WHAT THE TASK ASKS: Please copy each line in the records below that contains the string "clear".
*** INFORMATION GIVEN ***
PR #4770, opened 2026-02-26
fix: forward unbound keys in Normal mode regardless of default input mode

metaspace:
When users configure Zellij with clear-defaults=true and set Locked as their default_input_mode, unbound keys in Normal mode were being silently consumed (NoOp) instead of forwarded to the pane.

This happened because default_action_for_mode() only forwarded unbound keys when in Locked mode OR when the current mode equaled the user's default_input_mode. When default_input_mode was Locked, Normal mode fell through to NoOp.

Now Normal mode explicitly forwards unbound keys to the pane, matching the documented behavior that "input is always written to the terminal, except for the shortcuts leading to other modes."

Fixes: https://github.com/zellij-org/zellij/issues/775#issuecomment-2472786982

### DIFF
--- a/zellij-utils/src/input/keybinds.rs
+++ b/zellij-utils/src/input/keybinds.rs
@@ -76,11 +76,20 @@ impl Keybinds {
         key_is_kitty_protocol: bool,
     ) -> Action {
         match *mode {
+            // In Locked mode, unbound keys are always forwarded to the pane
             InputMode::Locked => Action::Write {
                 key_with_modifier: key_with_modifier.cloned(),
                 bytes: raw_bytes,
                 is_kitty_keyboard_protocol: key_is_kitty_protocol,
             },
+            // In Normal mode, unbound keys are always forwarded to the pane
+            // (regardless of whether Normal is the default_input_mode)
+            InputMode::Normal => Action::Write {
+                key_with_modifier: key_with_modifier.cloned(),
+                bytes: raw_bytes,
+                is_kitty_keyboard_protocol: key_is_kitty_protocol,
+            },
+            // In the user's configured default input mode, forward unbound keys
             mode if mode == default_input_mode => Action::Write {
                 key_with_modifier: key_with_modifier.cloned(),
                 bytes: raw_bytes,
--- a/zellij-utils/src/input/unit/keybinds_test.rs
+++ b/zellij-utils/src/input/unit/keybinds_test.rs
@@ -594,3 +594,42 @@ fn error_received_on_unknown_key_instruction() {
     let config_error = Config::from_kdl(config_contents, None).unwrap_err();
     assert_snapshot!(format!("{:?}", config_error));
 }
+
+#[test]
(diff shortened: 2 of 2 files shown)


imsnif:
This behavior is intentional to support the unlock-first keybinding preset: https://zellij.dev/documentation/keybinding-presets.html?highlight=preset#keybinding-presets

The expectation is that the default mode is the one that will be used to forward keys to the terminal (unless it's locked and then it's always forwarded).

metaspace:
Maybe we can make a configuration option to enable forwarding? For those of us that prefer a leader key approach similar to screen and tmux, the failure to forward these keys prevent nested zellij sessions.

Please see #775 for more discussion of the topic.

metaspace:
Actually, now does this break the unlock first preset? With this change, if keys are bound, they are still not forwarded.

imsnif:
The unlock-first preset is a leader key approach... or am I missing something?

metaspace:
> The unlock-first preset is a leader key approach... or am I missing something?

No, you are correct, and I think I get your point now. But I still do not understand why it is necessary to consume all keys in the unlocked state for this preset to work. Only the mapped keys should be consumed.

With this unlock-first preset, it is not possible to have nested sessions of zellij. Assume you have two zellij instances, one inside the other. To understand why this is desirable, consider a setup where you run zellij on a workstation and ssh into a remote machine where you also use zellij. Now, assume both instances use the "unlock-first" preset and that both sessions are in the locked state. You want to send a command to the inner session (on the remote machine). When you enter the leader key (unlock key) in the outer session, it unlocks. Now you have no way of sending the unlock key to the inner session. The only way this can work is if the unlock key on your local zellij and your remote zellij are different, which is undesirable.

But actually while writing this message it occurred to me that maybe the problem is solvable without any code chagne, and it turns out that it is:

```kdl
keybinds clear-defaults=true {
    normal {
        ...
        bind "Ctrl o" { Write 15; SwitchToMode "Locked"; }
        ...
    }
    locked {
        unbind "Ctrl g"
        bind "Ctrl o" { SwitchToMode "Normal"; }
    }
    ...
}
```

This sends `ctrl-o` to the inner session and switches the outer session to locked if `ctrl-o` is tapped twice.

Closing this PR since the change is not required.

imsnif:
> No, you are correct, and I think I get your point now. But I still do not understand why it is necessary to consume all keys in the unlocked state for this preset to work. Only the mapped keys should be consumed.

In a modal system, I think it's bad UX if you're inside a command mode (eg. anything triggered by a leader) and then have some keys trigger commands and other keys pass through. Namely for cases where you don't notice that you're in a mode and then start typing something into the terminal. Middle characters can trigger modes and cause confusion on top of damage. We used to behave like this in the early days and got a whole lot of complaints (rightfully so IMO).

As for the nested sessions - I agree this is not ideal. The plan is to automatically identify this situation and then optionally allow the user to control all sessions from the same UI. For now your workaround is sound (you could also dynamically change leader keys - also temporarily - through the `configuration` plugin).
*** End of INFORMATION GIVEN ***
TASK SOLUTION:
When users configure Zellij with clear-defaults=true and set Locked as their default_input_mode, unbound keys in Normal mode were being silently consumed (NoOp) instead of forwarded to the pane.
keybinds clear-defaults=true {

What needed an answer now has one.